Yasaklar ve biz
Prof. Dr. Mustafa Uzunpostalcı
İster toplu olarak yaşayalım, ister münferit; hayatımızda mutlaka bazı şeylere dikkat etmemiz gerektiği bir gerçektir.
Biz insanları yaratan Allah bizleri niçin yarattığını da aramızdan seçip peygamber olarak gönderdiği kimselerle ve onlarla birlikte verdiği kitaplarla bildirmiştir.
Bu peygamberler de kitapta olanları hem açıklayarak ve hem de bizzat uygulayarak tebliğ görevini yerine getirmişlerdir.

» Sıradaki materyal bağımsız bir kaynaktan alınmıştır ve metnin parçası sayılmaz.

PR #26, opened 2023-03-30
Allow infinity and NaN to be parsed.

dgoffredo:
When building with libc++, as opposed to libstdc++, `operator>>(istream&, double&)` accepts "inf" for infinity and "nan" for NaN. Account for this in some unit tests.

This also modifies the build to use libc++ whenever clang++ is the compiler, instead of the ubuntu default of libstdc++. This required some tweaks to the CI due to a bug in how ubuntu packages clang and libc++.

### DIFF
--- a/.circleci/config.yml
+++ b/.circleci/config.yml
@@ -42,6 +42,8 @@ jobs:
     resource_class: xlarge
     environment:
       MAKE_JOB_COUNT: 8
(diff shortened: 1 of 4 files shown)


cgilmour (approved):
It's one way to do it. Approving.

cgilmour:
I'd have expected the llvm toolchain that's already in CI would use libc++ by default. (it has a special option to use libstdc++).

PR #29, opened 2023-04-27
Add Benchmarking Platform support

ddyurchenko:
Adds a boilerplate to run benchmarks and report in Benchmarking Platform format.


dgoffredo:
Thanks for setting this up! Work will continue in <https://github.com/DataDog/dd-trace-cpp/pull/32> instead of here.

Genel olarak söyleyecek olursak gönderilen kitaplar ve peygamberlerin tebliğlerinde temel esaslar bizlerin Allah’ın yaratılmış kulları olduğumuzu ve dünya hayatımızın geçici olduğunu ve ebedi olanın âhiret hayatı olup bunun da bu dünyada kazanılacağını bildirdiği gibi bizi doğru yoldan çevirmek isteyen bir de şeytanın varlığını haber vermiştir.
Durum böyle olunca dünyada bir kimsenin kendi bildiği ve kendi kafasına göre yaşamanın âhiret hayatını kazanmak anlamına gelmeyeceği açıktır.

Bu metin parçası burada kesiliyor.